**WHAT IS REQUIRED**.
In the records below, some lines contain the word "offset". Copy each of them.

<<<<

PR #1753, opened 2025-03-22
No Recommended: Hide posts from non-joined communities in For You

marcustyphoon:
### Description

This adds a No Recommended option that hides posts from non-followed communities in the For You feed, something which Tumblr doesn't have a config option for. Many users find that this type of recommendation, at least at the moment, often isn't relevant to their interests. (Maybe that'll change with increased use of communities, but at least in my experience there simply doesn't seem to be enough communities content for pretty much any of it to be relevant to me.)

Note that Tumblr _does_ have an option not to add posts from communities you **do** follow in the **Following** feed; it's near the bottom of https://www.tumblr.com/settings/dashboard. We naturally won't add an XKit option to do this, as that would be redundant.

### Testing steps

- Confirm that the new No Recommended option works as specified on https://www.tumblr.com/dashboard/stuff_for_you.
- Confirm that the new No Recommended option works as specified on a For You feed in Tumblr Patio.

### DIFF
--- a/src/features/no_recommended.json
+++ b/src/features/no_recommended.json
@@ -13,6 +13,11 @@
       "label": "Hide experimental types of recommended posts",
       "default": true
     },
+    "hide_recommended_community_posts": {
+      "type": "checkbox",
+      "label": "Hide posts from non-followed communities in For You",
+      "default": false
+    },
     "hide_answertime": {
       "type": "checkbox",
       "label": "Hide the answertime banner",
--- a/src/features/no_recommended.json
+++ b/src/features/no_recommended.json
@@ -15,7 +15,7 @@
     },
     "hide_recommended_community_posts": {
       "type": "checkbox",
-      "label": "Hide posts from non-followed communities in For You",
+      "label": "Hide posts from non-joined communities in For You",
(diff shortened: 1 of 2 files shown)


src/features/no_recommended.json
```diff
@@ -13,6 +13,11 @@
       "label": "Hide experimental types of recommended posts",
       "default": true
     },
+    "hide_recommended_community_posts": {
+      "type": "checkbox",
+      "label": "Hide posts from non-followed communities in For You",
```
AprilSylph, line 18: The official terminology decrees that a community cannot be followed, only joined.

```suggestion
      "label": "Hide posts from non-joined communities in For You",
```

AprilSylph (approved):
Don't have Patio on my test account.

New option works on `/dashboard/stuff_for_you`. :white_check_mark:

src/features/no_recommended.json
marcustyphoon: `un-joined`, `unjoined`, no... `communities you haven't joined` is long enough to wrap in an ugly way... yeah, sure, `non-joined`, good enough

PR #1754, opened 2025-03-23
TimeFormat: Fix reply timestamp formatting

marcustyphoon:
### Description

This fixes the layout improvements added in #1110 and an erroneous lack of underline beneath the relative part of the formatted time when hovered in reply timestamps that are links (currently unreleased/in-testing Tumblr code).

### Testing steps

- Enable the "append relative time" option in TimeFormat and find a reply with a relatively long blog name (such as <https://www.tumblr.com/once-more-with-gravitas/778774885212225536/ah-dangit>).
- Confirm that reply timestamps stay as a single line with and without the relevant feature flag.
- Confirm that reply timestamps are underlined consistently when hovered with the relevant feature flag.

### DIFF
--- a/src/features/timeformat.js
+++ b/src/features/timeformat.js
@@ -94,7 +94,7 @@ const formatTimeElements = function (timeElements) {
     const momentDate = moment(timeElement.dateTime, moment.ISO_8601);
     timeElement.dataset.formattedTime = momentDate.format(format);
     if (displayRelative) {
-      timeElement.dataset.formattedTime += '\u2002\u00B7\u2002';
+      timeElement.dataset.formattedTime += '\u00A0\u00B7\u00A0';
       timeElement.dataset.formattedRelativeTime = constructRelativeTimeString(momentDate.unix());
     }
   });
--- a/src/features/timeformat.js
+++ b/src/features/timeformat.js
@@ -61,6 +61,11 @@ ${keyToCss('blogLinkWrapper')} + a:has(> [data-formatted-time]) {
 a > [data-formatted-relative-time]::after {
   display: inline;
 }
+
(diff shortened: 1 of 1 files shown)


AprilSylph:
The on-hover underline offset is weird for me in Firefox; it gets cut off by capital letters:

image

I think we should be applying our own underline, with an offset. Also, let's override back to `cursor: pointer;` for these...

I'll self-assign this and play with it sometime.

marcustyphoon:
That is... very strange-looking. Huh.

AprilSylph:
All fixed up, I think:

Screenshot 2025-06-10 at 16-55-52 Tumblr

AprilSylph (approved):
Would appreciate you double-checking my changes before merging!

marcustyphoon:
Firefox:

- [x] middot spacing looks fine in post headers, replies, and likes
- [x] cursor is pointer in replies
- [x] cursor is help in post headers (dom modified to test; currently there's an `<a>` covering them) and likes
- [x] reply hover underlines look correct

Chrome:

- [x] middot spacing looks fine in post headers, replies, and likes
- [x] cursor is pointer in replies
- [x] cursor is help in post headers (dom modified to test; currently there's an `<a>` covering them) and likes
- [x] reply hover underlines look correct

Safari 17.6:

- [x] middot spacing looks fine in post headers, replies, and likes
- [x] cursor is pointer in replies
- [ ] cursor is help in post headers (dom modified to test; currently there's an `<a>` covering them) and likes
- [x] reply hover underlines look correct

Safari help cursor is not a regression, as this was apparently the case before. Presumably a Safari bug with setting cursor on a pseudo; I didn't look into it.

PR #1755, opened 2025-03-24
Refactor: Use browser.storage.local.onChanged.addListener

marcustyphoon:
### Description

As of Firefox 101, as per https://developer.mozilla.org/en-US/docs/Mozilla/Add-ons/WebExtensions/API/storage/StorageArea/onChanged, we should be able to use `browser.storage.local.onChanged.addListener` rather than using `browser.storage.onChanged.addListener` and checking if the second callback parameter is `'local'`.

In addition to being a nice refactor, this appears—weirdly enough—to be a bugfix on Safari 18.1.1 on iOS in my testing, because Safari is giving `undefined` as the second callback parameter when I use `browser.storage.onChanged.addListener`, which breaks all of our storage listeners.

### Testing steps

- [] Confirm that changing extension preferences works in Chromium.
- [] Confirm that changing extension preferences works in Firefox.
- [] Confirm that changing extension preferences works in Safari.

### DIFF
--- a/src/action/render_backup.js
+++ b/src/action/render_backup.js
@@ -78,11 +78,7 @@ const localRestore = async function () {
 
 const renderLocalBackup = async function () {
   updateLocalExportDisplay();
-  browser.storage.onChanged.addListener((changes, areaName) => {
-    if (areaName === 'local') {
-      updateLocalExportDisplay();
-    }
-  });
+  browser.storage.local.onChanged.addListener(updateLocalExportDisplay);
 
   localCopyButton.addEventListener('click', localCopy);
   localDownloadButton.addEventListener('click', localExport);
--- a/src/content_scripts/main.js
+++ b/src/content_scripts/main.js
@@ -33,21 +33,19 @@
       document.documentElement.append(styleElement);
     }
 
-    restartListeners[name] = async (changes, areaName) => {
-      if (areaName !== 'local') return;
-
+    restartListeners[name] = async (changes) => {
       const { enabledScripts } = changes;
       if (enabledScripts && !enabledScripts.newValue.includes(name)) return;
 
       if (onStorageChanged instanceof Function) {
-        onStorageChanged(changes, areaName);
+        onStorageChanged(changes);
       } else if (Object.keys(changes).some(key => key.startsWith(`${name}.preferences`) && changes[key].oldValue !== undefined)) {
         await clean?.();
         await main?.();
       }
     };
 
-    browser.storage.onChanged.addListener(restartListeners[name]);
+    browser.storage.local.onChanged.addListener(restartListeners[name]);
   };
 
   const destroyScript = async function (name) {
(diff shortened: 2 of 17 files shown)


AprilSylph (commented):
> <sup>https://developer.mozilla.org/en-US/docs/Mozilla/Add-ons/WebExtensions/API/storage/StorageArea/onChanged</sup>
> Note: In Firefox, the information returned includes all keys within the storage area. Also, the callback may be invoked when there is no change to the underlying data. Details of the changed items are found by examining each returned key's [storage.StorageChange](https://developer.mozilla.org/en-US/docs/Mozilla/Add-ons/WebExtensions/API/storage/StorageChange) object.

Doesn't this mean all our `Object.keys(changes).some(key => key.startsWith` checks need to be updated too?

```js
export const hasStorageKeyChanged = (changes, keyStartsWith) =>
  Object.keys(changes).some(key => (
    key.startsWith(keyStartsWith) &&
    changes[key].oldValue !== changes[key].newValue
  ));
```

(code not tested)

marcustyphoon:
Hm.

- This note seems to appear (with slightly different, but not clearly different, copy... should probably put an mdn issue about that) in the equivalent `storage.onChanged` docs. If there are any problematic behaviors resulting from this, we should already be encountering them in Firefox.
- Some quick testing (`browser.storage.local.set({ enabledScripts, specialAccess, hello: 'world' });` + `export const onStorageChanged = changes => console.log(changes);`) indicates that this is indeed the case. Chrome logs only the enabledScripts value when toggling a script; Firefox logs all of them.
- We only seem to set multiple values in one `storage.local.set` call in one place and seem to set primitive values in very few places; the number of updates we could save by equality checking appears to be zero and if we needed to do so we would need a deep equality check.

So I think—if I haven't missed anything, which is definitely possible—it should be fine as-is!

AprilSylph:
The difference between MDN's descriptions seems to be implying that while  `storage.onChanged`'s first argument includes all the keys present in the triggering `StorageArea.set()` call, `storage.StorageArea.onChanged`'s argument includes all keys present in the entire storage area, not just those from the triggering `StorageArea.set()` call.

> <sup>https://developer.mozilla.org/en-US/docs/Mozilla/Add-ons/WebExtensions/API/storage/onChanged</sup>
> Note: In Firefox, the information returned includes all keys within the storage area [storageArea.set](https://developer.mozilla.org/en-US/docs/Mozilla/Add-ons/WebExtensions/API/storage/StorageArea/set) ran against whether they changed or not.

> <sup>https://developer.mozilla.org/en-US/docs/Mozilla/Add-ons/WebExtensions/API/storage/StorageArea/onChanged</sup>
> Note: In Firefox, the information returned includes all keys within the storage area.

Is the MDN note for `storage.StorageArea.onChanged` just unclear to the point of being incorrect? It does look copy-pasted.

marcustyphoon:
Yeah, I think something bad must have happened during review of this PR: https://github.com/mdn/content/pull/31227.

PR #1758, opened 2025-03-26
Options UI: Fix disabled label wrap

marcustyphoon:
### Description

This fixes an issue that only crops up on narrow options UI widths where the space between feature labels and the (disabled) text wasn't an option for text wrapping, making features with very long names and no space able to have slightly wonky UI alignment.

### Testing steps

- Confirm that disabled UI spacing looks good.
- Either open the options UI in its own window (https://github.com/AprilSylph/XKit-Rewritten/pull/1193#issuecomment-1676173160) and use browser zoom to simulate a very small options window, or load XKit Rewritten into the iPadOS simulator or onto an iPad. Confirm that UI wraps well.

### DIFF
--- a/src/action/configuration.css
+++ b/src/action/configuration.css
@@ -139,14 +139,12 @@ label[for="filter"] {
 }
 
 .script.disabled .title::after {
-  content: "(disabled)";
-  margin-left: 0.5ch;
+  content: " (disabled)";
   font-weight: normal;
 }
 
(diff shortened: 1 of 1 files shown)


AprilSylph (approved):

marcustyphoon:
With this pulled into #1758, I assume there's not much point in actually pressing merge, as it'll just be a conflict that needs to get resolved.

>>>>

**RESULT OF THIS TASK**.
The on-hover underline offset is weird for me in Firefox; it gets cut off by capital letters:
I think we should be applying our own underline, with an offset. Also, let's override back to `cursor: pointer;` for these...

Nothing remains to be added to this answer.